Justin Fox, in an excerpt from his new book, explains that “shareholder value” didn’t always mean “share price”:

The goal was to get corporate executives to pay less attention to accounting earnings and focus instead on economic earnings – which Alfred Rappaport, who taught at Northwestern University’s Kellogg School of Management, defined as anticipated cash flow discounted by the cost of capital. It was an argument for paying attention to what created value over time instead of stressing out about quarterly earnings. Which doesn’t sound dumb.

“I don’t know how many times I kept saying long term, long term, long term,” explains Rappaport, who is now 77 and living in semiretirement in Southern California, but still pens the occasional Harvard Business Review article and has a new book in the works. “To me, shareholder value was not about an immediate boost to stock price.”

This kinda assumes, however, that shareholders are in it for the long, long term too. If management’s incentives are aligned with the long-term interests of shareholders, and neither cares too much about short-term share-price fluctuations, that’s great.

But we live in a world where the overwhelming majority of stock-market investors mark their holdings to market daily, even if their time horizon is measured in years.
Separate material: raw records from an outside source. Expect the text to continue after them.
PR #484, opened 2023-09-26
Include whitespace between semicolon and encoding

hasheddan:
Updates the text/plain media type string to use a space between the semicolon and the encoding. While this is not strictly required, it more closely aligns with the media types in the content format registry.

https://www.iana.org/assignments/core-parameters/core-parameters.xhtml

### DIFF
--- a/message/option.go
+++ b/message/option.go
@@ -161,7 +161,7 @@ type MediaType uint16
 
 // Content formats.
 var (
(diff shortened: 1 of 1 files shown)


jkralik (approved):

jkralik:
Thx for contribution :)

In that world, shareholder value is the stock price, whether markets are efficient or not.

Justin says that the concept of shareholder value is not a dumb idea, as Jack Welch would have it. But in order to believe that shareholder value makes sense, you also have to believe that if you buy a stock at $100 and it drops to $50, then you haven’t lost any money so long as you haven’t actually sold the stock. And there aren’t many people who really believe that.